**EXERCISE REQUIREMENTS**
For the word "IcuBidiRunIterator", count the lines of the records that hold it, and give only that number.

Stored data:
════

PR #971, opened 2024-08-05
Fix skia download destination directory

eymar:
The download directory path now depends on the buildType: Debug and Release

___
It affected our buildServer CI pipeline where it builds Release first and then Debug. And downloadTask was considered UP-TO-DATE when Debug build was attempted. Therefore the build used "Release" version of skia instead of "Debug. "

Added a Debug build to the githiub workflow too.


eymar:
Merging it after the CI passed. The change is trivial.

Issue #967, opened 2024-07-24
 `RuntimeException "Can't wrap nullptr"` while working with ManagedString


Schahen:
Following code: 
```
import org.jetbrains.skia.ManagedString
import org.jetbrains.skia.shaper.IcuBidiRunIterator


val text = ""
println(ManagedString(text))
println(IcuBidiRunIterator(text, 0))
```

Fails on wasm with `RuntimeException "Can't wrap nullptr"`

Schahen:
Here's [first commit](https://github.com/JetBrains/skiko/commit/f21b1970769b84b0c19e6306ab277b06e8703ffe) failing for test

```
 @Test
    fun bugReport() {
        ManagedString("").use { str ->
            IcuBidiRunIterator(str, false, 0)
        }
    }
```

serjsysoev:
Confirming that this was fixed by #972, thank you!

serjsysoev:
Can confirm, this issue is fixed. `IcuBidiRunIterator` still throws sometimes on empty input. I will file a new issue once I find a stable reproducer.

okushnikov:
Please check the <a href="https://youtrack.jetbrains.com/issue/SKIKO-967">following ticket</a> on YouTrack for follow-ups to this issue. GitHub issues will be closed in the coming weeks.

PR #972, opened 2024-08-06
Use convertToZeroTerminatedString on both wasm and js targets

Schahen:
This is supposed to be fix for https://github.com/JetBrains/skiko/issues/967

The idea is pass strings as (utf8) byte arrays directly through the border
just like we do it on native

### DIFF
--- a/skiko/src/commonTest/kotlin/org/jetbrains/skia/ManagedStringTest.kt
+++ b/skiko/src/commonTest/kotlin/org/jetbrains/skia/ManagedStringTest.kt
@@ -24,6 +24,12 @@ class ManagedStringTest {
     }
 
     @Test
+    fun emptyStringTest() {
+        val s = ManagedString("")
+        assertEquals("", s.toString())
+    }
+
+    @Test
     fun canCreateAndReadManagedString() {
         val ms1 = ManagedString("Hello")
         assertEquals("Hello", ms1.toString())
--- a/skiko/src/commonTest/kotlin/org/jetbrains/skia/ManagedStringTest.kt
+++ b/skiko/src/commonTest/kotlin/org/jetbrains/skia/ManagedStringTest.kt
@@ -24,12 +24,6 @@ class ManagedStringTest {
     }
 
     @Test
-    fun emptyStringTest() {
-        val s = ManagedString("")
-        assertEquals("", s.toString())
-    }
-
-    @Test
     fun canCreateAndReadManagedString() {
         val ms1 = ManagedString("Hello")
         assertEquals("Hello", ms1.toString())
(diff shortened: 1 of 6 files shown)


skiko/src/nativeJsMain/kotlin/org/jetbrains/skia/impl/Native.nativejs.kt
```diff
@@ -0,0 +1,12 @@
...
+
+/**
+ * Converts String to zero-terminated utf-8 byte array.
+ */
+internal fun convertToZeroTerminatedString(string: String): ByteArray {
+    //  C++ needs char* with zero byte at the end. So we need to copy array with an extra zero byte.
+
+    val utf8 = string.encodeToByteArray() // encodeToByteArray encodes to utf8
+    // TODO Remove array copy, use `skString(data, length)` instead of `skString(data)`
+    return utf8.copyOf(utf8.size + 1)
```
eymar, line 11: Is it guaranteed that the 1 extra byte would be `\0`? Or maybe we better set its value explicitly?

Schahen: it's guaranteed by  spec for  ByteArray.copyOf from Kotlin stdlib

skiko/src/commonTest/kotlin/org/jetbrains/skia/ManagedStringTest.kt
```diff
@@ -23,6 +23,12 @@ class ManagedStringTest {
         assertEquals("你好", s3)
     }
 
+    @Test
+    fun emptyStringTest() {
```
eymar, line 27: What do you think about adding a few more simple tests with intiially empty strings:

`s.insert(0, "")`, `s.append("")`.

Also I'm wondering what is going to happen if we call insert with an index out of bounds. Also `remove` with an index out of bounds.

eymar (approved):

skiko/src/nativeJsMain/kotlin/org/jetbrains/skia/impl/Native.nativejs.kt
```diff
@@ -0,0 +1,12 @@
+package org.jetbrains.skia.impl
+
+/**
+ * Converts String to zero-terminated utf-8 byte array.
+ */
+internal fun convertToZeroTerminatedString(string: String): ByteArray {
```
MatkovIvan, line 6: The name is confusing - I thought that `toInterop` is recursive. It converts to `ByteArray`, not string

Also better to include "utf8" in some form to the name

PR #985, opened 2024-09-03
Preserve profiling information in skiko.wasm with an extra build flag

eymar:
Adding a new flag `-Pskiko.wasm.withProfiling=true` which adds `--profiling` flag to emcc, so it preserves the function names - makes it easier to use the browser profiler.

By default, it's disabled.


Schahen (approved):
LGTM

════

**ANSWER**
4